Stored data
++++++++++++++++++++
PR #498, opened 2018-11-19
Added new bindings

pablomartinezm:
* Added bindings for crypto_stream
* Added bindings for sign and verify detached functions

### DIFF
--- a/src/bindings/crypto_sign.h
+++ b/src/bindings/crypto_sign.h
@@ -61,3 +61,12 @@ int crypto_sign_ed25519ph_final_create(crypto_sign_ed25519ph_state *state,
 int crypto_sign_ed25519ph_final_verify(crypto_sign_ed25519ph_state *state,
                                        unsigned char *sig,
                                        const unsigned char *pk);
+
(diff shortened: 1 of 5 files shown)


lmctv:
@pablomartinezm : there are a some problems with your contribution, which should be solved before merge:
- many source-style problems revealed by flake8, logged at https://travis-ci.org/pyca/pynacl/jobs/457194027
- usually, we stick to the "PR should be independent" rule; I think it would be better if you split out the `crypto_sign_*detached` stuff into a distinct PR
- missing tests for all the added functions, as you can see at https://codecov.io/gh/pyca/pynacl/pull/498/diff

lmctv:
@pablomartinezm would you prefer splitting the PR and adding the needed tests yourself, or you prefer we start with a new PR closing this one?

pablomartinezm:
I'll better close this PR and include all tests in a new one ;)

lmctv:
Just a couple additional notes:
- we usually declare the code as being © Donald Stufft and individual contributors
- I'm unsure about adding low-level bindings for crypto_sign_detached, unless we could benchmark the latter as being overall faster than the slicing we currently use in the high level SigningKey.sign() method.

PR #505, opened 2019-01-16
Revert "Decode smessage (#504)"

lmctv:
This reverts commit 3384aa85e0e495427402130e8dc185f66b16283b.

Full discussion at https://github.com/pyca/pynacl/pull/504

PR #506, opened 2019-01-16
Signature encoders

blag:
This is a follow up to #504, however, this PR is still relevant even if #505 is merged.

This PR adds separate encoders for `smessage` and `signature`, and for `ciphertext` and `nonce`.

Using the previous `encoder` parameter now works, but emits a warning with instructions to use `message_encoder` and `signature_encoder` or `ciphertext_encoder` and `nonce_encoder` instead, as appropriate.

Both the warning and messages are tested.

At-mentioning people here because I think they might be interested (apologies if this is annoying, but I think you will all have some valuable input): @lmctv, @reaperhulk, @alex.

### DIFF
--- a/docs/public.rst
+++ b/docs/public.rst
@@ -219,7 +219,7 @@ Reference
 
         :return: An instance of :class:`~nacl.public.Box`.
 
-    .. method:: encrypt(plaintext, nonce, encoder)
+    .. method:: encrypt(plaintext, nonce, ciphertext_encoder, nonce_encoder)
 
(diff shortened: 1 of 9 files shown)


lmctv:
Since I mostly concur with @reaperhulk desire to get rid of the encoder interface, I don't think adding another encoder to be useful. Would you mind commenting on my proposal to quickly add explicit .raw_* properties to the signed message and, in the long term use the encoder only for the "simple" interface?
++++++++++++++++++++
▶ _WORK REQUEST_: Write out each line of the data above again, exactly as given.

▶ _SOLUTION FOR THIS TASK_:
PR #498, opened 2018-11-19
Added new bindings

pablomartinezm:
* Added bindings for crypto_stream
* Added bindings for sign and verify detached functions

### DIFF
--- a/src/bindings/crypto_sign.h
+++ b/src/bindings/crypto_sign.h
@@ -61,3 +61,12 @@ int crypto_sign_ed25519ph_final_create(crypto_sign_ed25519ph_state *state,
 int crypto_sign_ed25519ph_final_verify(crypto_sign_ed25519ph_state *state,
                                        unsigned char *sig,
                                        const unsigned char *pk);
+
(diff shortened: 1 of 5 files shown)


lmctv:
@pablomartinezm : there are a some problems with your contribution, which should be solved before merge:
- many source-style problems revealed by flake8, logged at https://travis-ci.org/pyca/pynacl/jobs/457194027
- usually, we stick to the "PR should be independent" rule; I think it would be better if you split out the `crypto_sign_*detached` stuff into a distinct PR
- missing tests for all the added functions, as you can see at https://codecov.io/gh/pyca/pynacl/pull/498/diff

lmctv:
@pablomartinezm would you prefer splitting the PR and adding the needed tests yourself, or you prefer we start with a new PR closing this one?

pablomartinezm:
I'll better close this PR and include all tests in a new one ;)

lmctv:
Just a couple additional notes:
- we usually declare the code as being © Donald Stufft and individual contributors
- I'm unsure about adding low-level bindings for crypto_sign_detached, unless we could benchmark the latter as being overall faster than the slicing we currently use in the high level SigningKey.sign() method.

PR #505, opened 2019-01-16
Revert "Decode smessage (#504)"

lmctv:
This reverts commit 3384aa85e0e495427402130e8dc185f66b16283b.

Full discussion at https://github.com/pyca/pynacl/pull/504

PR #506, opened 2019-01-16
Signature encoders

blag:
This is a follow up to #504, however, this PR is still relevant even if #505 is merged.

This PR adds separate encoders for `smessage` and `signature`, and for `ciphertext` and `nonce`.

Using the previous `encoder` parameter now works, but emits a warning with instructions to use `message_encoder` and `signature_encoder` or `ciphertext_encoder` and `nonce_encoder` instead, as appropriate.

Both the warning and messages are tested.

At-mentioning people here because I think they might be interested (apologies if this is annoying, but I think you will all have some valuable input): @lmctv, @reaperhulk, @alex.

### DIFF
--- a/docs/public.rst
+++ b/docs/public.rst
@@ -219,7 +219,7 @@ Reference
 
         :return: An instance of :class:`~nacl.public.Box`.
 
-    .. method:: encrypt(plaintext, nonce, encoder)
+    .. method:: encrypt(plaintext, nonce, ciphertext_encoder, nonce_encoder)
 
(diff shortened: 1 of 9 files shown)


lmctv:
Since I mostly concur with @reaperhulk desire to get rid of the encoder interface, I don't think adding another encoder to be useful. Would you mind commenting on my proposal to quickly add explicit .raw_* properties to the signed message and, in the long term use the encoder only for the "simple" interface?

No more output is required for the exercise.